Wien (OTS) - "Das Bekenntnis von Kern und Mitterlehner, dass Wissenschaft und Forschung für einen guten Standort Österreich von großer Bedeutung ist, muss jetzt zu konkreten Maßnahmen führen“, fordert Ruperta Lichtenecker, Wirtschafts- und Forschungssprecherin der Grünen. „Gesamt sind die Ansagen von Kanzler und Vizekanzler bei der heutigen Präsentation des Wirtschaftsprogrammes 2016-2017 sehr vage.

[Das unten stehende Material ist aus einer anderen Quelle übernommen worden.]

PR #6241, opened 2026-07-24
Remove offered bundle's contents from cart when accepting a replace-type cross-sell

gumclaw:
## Summary

Combining an **add-on cross-sell** and a **"Replace the selected products" cross-sell** on the same product let a buyer purchase the replacement bundle PLUS the individual products the bundle already contains (reported by seller `strategicaccumulator` via Helper; tracked in antiwork/gumroad-private#1286).

**Root cause:** `getCartIfAccepted()` in `app/javascript/pages/Checkout/Show.tsx` removes only cart items whose `product.cross_sells` include the replace-offer's id. Items injected mid-checkout by an earlier accepted add-on offer are inserted with `cross_sells: []`, so a subsequent replace offer never removes them.

**Fix:** when the accepted offer is a replace-type cross-sell, additionally drop cart items whose product id appears in the offered product's `bundle_products`. For non-bundle offered products `bundle_products` is empty, so behavior is unchanged.

## Changes
- `app/javascript/pages/Checkout/Show.tsx`: replace-filter now also matches items contained in the offered bundle, with a comment explaining why the id-tag filter alone is insufficient.
- `spec/requests/purchases/product/upsell_spec.rb`: new system spec — buyer accepts an add-on cross-sell, then a bundle replace cross-sell; asserts the add-on and the selected product both leave the cart, only the bundle is purchased, and no standalone (non-bundle-content) sales exist for the contained products.

## Verification
- `npx tsc --noEmit` clean; Prettier clean.
- New system spec runs on CI (js/system specs can't run on this macOS host — objc fork crash); existing replacement cross-sell specs cover the unchanged paths.
- End-to-end purchase run on the hosted preview app (below) confirms the buyer is charged for the bundle only.

Captured on `https://fix-replace-cross-sell-bundle-co.apps.staging.gumroad.org` at `be6087668738d1dbe06b7ededcb4a890da825758`, deviceScaleFactor 2, desktop 1440px + mobile 375px.

| Step | Desktop |
| --- | --- |
| 1. Add-on cross-sell fires first — buyer accepts, injecting "Bonus Texture Set" into the cart mid-checkout (this is the item the old filter could not see) |  |
| 2. Replace-type bundle cross-sell then fires with the cart holding **both** the selected product and the injected add-on (subtotal US$22) — the pre-fix state that produced the double charge |  |
| 3. After "Upgrade": purchase succeeds and the buyer receives exactly the bundle's contents — no duplicate standalone items |  |
| 4. Seller **Sales** page: **one** sale, `Complete Illustration Bundle` at **$19** — not $19 + $15 + $7 |  |

| Mobile (375px) — replace offer | Mobile (375px) — result |
| --- | --- |
|  |  |

Console-verified on the preview DB for both runs (desktop and mobile buyer emails):

```
bundle sales                = 1
standalone selected product = 0
standalone add-on product   = 0
total charged               = 1900 cents   (bundle price only)
contained products          = delivered as bundle-content purchases at 0 cents
```

## QA steps (hosted preview app)

Preview URL: **https://fix-replace-cross-sell-bundle-co.apps.staging.gumroad.org**

Seed state already present on the preview (seller `seller@gumroad.com` / `password`, 2FA `000000`):
- `Watercolor Brush Pack` ($15, permalink `qaselected`) — the selected product
- `Bonus Texture Set` ($7, permalink `qaaddon`) — offered by an **additive** cross-sell on the selected product
- `Complete Illustration Bundle` ($19, permalink `qabundle`) — a bundle containing BOTH of the above, offered by a **"Replace the selected products"** cross-sell on the selected product

Click path:
1. Open `/checkout?product=qaselected&quantity=1&price=1500` (cart: Watercolor Brush Pack, US$15).
2. Fill email + full name, card `4242 4242 4242 4242`, `12/34`, CVC `123`, ZIP `10001`. Click **Pay**.
3. First modal — "Add the Bonus Texture Set" → click **Add to cart**. The cart now shows both products, subtotal US$22.
4. Second modal — "Upgrade to the Complete Illustration Bundle" → click **Upgrade**.
5. Expected (this PR): purchase succeeds and the seller's **Sales** page shows exactly **one** sale — `Complete Illustration Bundle` at **$19**. Before the fix the buyer was also charged for the bundle's contents that were still sitting in the cart.
6. Repeat at a 375px viewport for the mobile pass.

## Notes for reviewers
- Product-call framing from the issue: of the three options listed, this implements the first (bundle-content-aware replace) because it fixes the surprising interaction without new seller-facing settings.
- Duplicate detection is by product id only (option/variant-agnostic): if the buyer's cart has a different variant of a contained product, it is still removed — matching seller intent that the bundle supersedes its contents.
- Offer ordering matters for reproducing: `Link#available_cross_sells` returns offers in id order, so the additive offer must be created before the replace offer to reach the buggy interleaving.

Fixes antiwork/gumroad-private#1286

---

## AI disclosure

Authored by Hermes Agent running **Claude Opus 5**. The fix, the new system spec, and the hosted-preview QA capture (Playwright driver + preview Rails console seeding/verification) were produced by the agent from the Helper report in antiwork/gumroad-private#1286 and the standing instruction to attach hosted-preview visual evidence to user-visible PRs.

### DIFF
--- a/app/javascript/pages/Checkout/Show.tsx
+++ b/app/javascript/pages/Checkout/Show.tsx
@@ -658,11 +658,21 @@ const CheckoutIndexPage = () => {
       );
       const originalCartItem = originalCartItems[0];
       if (originalCartItem) {
+        // When a replace-type cross-sell offers a bundle, also drop any cart items for products
+        // that are already inside that bundle (e.g. products added by earlier accepted add-on
+        // cross-sells). Those items aren't tagged with this offer's id (their cross_sells were
+        // stripped when they were injected mid-checkout), so the originalCartItems filter alone
+        // would leave the buyer purchasing the bundle plus its own contents.
+        const offeredBundleProductIds = new Set(
+          currentOffer.offered_product.product.bundle_products.map(({ product_id }) => product_id),
+        );
+        const replacedItems = (item: CartItem) =>
+          originalCartItems.includes(item) || offeredBundleProductIds.has(item.product.id);
         return {
           ...cartForm.data.cart,
           items: [
             ...(currentOffer.replace_selected_products
-              ? cartForm.data.cart.items.filter((item) => !originalCartItems.includes(item))
+              ? cartForm.data.cart.items.filter((item) => !replacedItems(item))
               : cartForm.data.cart.items),
             {
               ...currentOffer.offered_product,
--- a/spec/requests/purchases/product/upsell_spec.rb
+++ b/spec/requests/purchases/product/upsell_spec.rb
@@ -359,23 +359,26 @@ describe("Product checkout with upsells", type: :system, js: true) do
 
         within_modal "Bundle cross-sell" do
           expect(page).to have_section("Complete bundle")
+          # The cart still holds the selected product and the add-on at this point;
+          # accepting the replace-type offer is what must drop both.
           click_on "Upgrade"
         end
 
-        # The bundle replaces both the originally selected product and the
-        # add-on product it contains — the buyer must not buy duplicate content.
-        expect(page).to have_section("Complete bundle")
-        expect(page).to_not have_section("Selected product 1")
-        expect(page).to_not have_section("Add-on product")
-
         expect(page).to have_alert(text: "Your purchase was successful! We sent a receipt to test@gumroad.com.")
 
+        # What the buyer was actually charged for is the invariant that matters: one bundle,
+        # and no standalone purchase of anything the bundle already contains. (The success
+        # page legitimately lists "Selected product 1" and "Add-on product" as the bundle's
+        # contents, so asserting their ABSENCE on screen would contradict correct behavior.)
+        expect(bundle.sales.count).to eq(1)
         bundle_purchase = bundle.sales.last
         expect(bundle_purchase.upsell_purchase.upsell).to eq(bundle_cross_sell)
         expect(bundle_purchase.upsell_purchase.selected_product).to eq(selected_product1)
-        # No standalone purchase of the add-on product (only the bundle-content copy)
         expect(addon_product.sales.not_is_bundle_product_purchase).to be_empty
         expect(selected_product1.sales.not_is_bundle_product_purchase).to be_empty
+        # The contained products are still delivered — as bundle-content purchases, not sales.
+        expect(addon_product.sales.is_bundle_product_purchase.count).to eq(1)
+        expect(selected_product1.sales.is_bundle_product_purchase.count).to eq(1)
       end
     end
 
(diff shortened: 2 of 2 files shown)


slavingia:
Green and merge after fable 5 review

gumclaw:
## Fable 5 adversarial review — the fix holds; the spec was wrong

**CI failure diagnosed, not papered over.** `Test Slow 0` failed on `expect(page).to_not have_section("Add-on product")` reporting *2 matches*. Those negative assertions ran on the **post-purchase** view, where the bundle correctly renders its contents as temporary-library cards (`TemporaryLibrary.tsx` maps `result.bundle_products` → one Card per contained product). Since the bundle contains both "Add-on product" and "Selected product 1", asserting their absence contradicts correct behavior — the spec was testing the wrong surface, and it would have kept failing no matter how right the fix was.

Rewritten (ce7bfcbe2) to assert **what the buyer was charged for**, which is the actual invariant of this bug:
- exactly one `bundle.sales` record, attributed to the bundle cross-sell with `selected_product1` as the selected product
- zero `not_is_bundle_product_purchase` sales for the add-on and the selected product (the duplicate-purchase bug this PR fixes)
- one `is_bundle_product_purchase` each — so delivery of the contained products is still proven, not just absence of charges

## Adversarial checks on the fix itself (all pass)

1. **Id-namespace consistency** — the highest-risk silent-failure mode. `checkout_presenter` emits `bundle_products[].product_id` as `bundle_product.product.external_id`, and cart items carry `product.id = product.external_id`. Both sides of the new `Set.has()` are external ids, so the filter actually matches. A mismatch here would have made the fix a no-op that still passed a green suite.
2. **Non-bundle offers unaffected** — `bundle_products` is a required, non-nullable array on the `Product` type (`cartState.ts`), so for a plain product the Set is empty and the predicate degrades exactly to the previous `originalCartItems.includes(item)` behavior. No optional chaining needed, no crash path.
3. **Server accepts the trimmed cart** — `Purchase::CreateService` only validates "cart still contains a product the upsell applies to" on the `not_replace_selected_products?` branch. A replace-type offer whose selected product has been removed from the cart is not a `PurchaseInvalid` risk.
4. **Add-on attribution** — removing the add-on item drops its `accepted_offer`, so the add-on upsell records no purchase. Correct: no purchase was made.
5. **Scope reality check** — `has_flags` generates the positive scopes used in the rewritten assertions (`Purchase.is_bundle_purchase` is used the same way in `orders_controller_spec` and `update_bundle_purchases_content_job`), so the new expectations exercise real scopes rather than erroring.

**Deliberate behavior worth a reviewer's eye (documented in the PR body, unchanged):** duplicate detection is product-id-only, so a *different variant* of a contained product is also removed. That matches seller intent (the bundle supersedes its contents) but it is a judgment call, not a mechanical consequence.

Rubocop clean on the touched spec. Local system specs are not runnable on this host (vite/hydration), so CI is the source of truth — watcher armed, merging on green per @slavingia.

🤖 Adversarial review by claude-fable-5 via Hermes agent (gumclaw)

Ich bezweifle, dass damit das Vertrauen der Unternehmen, der KMU, der EPU und start-ups in die Standortpolitik gestärkt wird.“

"Wir brauchen konkrete Maßnahmen, um die Innovationsführerschaft in Europa zu erlangen oder die von Mitterlehner angesprochenen Green-Tech-Branche zu forcieren", betont Lichtenecker. "Ziel muss sein, Österreich zum Umwelttechnikland Nummer eins zu machen“, sagt die Grüne. Dazu braucht es einen starken Heimmarkt – samt gestärkten Rahmenbedingungen.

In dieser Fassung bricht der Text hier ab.